## [Assignment]
Your answer must be every line of the data below that holds the string "test", copied exactly.

Dataset entries
========================

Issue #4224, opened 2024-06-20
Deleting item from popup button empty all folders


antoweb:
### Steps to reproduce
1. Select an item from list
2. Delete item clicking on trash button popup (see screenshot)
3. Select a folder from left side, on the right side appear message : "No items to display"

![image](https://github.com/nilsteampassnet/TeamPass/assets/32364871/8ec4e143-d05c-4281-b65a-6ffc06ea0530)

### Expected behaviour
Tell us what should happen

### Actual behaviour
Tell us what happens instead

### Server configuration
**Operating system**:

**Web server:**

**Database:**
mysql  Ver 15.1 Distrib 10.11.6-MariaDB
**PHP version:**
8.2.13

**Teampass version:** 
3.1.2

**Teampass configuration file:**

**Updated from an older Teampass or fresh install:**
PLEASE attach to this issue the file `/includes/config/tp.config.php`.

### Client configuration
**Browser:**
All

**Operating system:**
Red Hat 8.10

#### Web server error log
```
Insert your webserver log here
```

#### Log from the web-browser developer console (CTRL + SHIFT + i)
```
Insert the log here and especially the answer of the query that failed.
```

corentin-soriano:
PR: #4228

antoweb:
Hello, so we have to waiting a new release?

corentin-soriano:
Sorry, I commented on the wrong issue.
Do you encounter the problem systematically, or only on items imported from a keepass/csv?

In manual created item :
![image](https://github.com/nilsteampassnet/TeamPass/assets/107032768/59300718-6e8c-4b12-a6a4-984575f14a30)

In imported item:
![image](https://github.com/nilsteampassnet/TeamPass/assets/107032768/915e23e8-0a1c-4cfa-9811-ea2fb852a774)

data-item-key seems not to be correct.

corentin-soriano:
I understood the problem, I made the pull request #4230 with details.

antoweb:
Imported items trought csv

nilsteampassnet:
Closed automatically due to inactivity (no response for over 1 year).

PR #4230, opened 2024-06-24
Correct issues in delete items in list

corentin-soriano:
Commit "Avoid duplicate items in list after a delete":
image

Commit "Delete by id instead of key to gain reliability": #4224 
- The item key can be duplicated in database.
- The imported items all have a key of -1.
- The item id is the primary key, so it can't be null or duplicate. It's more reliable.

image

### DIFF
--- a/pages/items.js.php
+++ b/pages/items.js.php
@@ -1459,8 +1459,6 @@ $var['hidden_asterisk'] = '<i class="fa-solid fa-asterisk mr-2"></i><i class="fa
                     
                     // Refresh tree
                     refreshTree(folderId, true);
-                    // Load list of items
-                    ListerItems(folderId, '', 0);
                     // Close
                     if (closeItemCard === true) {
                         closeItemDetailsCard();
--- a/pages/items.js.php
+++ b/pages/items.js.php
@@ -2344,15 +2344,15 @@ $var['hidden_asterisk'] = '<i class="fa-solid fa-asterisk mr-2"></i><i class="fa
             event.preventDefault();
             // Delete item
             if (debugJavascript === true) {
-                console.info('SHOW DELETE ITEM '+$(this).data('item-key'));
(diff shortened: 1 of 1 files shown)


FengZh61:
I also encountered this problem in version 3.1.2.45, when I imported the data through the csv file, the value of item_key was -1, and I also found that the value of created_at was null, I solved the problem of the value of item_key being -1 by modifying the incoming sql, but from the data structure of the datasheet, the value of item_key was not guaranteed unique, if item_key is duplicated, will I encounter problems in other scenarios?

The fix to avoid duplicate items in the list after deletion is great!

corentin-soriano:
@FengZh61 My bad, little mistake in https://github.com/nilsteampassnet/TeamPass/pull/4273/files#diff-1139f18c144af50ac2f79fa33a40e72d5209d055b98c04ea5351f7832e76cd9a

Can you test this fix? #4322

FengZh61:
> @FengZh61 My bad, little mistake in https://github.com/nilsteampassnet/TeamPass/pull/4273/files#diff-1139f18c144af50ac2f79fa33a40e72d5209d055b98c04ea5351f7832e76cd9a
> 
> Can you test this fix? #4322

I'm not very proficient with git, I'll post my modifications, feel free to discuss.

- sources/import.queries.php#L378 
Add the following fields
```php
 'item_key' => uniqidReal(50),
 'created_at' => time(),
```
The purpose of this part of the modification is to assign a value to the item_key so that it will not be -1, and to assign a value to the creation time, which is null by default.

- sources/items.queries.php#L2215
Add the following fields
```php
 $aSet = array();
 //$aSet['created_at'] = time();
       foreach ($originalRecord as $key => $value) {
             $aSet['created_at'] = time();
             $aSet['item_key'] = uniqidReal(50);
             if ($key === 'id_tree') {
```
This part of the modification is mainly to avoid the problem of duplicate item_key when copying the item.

========================

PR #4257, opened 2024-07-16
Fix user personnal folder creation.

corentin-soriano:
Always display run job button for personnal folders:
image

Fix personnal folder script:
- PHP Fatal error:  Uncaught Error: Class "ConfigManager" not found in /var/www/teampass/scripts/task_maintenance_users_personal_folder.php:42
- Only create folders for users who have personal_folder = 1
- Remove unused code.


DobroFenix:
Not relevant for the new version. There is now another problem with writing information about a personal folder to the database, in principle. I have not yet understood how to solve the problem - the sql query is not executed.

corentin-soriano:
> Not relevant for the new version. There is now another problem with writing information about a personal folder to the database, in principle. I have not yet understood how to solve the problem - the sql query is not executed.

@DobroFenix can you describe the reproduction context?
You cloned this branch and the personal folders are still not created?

========================

## [Solution for this problem]
Can you test this fix? #4322
> Can you test this fix? #4322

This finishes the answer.